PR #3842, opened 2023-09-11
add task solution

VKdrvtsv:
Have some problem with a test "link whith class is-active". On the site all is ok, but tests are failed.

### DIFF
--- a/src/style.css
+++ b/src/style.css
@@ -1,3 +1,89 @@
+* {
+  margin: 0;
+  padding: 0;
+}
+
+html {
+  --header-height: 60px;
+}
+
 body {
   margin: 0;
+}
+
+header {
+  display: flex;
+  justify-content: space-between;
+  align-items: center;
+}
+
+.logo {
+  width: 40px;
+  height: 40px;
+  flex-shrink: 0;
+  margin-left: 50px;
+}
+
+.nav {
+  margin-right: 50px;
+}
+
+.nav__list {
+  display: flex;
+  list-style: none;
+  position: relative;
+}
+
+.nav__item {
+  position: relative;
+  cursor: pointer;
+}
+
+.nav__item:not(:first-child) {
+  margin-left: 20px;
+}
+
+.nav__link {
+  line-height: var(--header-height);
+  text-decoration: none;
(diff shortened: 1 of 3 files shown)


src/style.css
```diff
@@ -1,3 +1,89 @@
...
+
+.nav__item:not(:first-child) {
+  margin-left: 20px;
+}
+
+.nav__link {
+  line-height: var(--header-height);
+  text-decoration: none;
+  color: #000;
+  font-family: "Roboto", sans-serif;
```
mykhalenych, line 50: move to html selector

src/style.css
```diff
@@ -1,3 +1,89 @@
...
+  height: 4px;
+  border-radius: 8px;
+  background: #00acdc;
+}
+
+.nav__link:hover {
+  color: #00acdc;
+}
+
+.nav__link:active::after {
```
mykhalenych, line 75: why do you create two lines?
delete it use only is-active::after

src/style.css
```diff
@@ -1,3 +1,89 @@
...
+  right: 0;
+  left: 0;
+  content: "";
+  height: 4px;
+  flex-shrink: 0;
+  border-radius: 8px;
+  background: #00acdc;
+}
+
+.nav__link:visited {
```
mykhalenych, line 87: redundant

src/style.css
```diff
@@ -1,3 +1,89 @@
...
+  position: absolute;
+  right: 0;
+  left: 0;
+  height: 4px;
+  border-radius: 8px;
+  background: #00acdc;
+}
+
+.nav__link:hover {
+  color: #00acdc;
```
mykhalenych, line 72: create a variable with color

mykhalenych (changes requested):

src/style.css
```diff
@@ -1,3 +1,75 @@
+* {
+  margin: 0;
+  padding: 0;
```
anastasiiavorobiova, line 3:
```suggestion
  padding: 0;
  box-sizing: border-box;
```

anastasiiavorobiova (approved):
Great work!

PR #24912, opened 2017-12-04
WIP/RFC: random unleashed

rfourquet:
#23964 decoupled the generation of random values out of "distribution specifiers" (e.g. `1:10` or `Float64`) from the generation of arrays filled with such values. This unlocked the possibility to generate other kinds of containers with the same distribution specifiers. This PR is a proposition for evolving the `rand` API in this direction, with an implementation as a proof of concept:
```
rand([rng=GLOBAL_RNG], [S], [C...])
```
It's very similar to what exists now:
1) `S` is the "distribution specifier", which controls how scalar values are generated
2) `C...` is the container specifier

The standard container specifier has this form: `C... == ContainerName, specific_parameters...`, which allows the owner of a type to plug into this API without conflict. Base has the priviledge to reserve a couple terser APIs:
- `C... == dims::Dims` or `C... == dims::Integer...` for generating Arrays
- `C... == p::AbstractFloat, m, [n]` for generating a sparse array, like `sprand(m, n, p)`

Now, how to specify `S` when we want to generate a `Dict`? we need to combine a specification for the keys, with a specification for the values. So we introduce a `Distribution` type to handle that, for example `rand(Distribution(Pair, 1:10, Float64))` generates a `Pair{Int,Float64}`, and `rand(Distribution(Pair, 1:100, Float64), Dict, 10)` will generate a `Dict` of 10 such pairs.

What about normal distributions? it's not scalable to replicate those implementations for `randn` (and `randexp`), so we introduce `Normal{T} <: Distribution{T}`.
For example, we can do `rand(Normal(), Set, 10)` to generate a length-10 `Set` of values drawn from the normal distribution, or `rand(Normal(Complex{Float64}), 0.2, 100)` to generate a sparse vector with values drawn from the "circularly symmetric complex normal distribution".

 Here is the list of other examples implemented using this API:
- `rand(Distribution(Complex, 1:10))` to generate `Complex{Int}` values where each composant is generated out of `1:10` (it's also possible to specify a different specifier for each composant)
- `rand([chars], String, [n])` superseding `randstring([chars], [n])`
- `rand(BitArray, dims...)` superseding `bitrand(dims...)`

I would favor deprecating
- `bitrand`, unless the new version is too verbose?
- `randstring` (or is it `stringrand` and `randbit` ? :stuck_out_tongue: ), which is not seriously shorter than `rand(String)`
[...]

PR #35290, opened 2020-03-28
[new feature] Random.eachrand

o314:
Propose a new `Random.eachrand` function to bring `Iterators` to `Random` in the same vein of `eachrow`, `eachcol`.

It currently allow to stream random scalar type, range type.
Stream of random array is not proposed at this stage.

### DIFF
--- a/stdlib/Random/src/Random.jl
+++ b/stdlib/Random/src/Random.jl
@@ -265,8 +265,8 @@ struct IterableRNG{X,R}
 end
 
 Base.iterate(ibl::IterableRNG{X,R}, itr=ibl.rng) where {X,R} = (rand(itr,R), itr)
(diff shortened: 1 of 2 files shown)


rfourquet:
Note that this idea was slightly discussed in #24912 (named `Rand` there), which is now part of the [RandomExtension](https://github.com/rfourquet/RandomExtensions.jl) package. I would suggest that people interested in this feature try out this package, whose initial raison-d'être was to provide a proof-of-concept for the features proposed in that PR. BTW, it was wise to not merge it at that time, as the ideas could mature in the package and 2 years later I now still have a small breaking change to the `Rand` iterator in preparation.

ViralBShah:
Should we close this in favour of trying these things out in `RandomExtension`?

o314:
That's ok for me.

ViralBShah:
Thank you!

# # # # #

TO DO: Copy out the lines above with "dims" in them.

REPLY:
- `C... == dims::Dims` or `C... == dims::Integer...` for generating Arrays
- `rand(BitArray, dims...)` superseding `bitrand(dims...)`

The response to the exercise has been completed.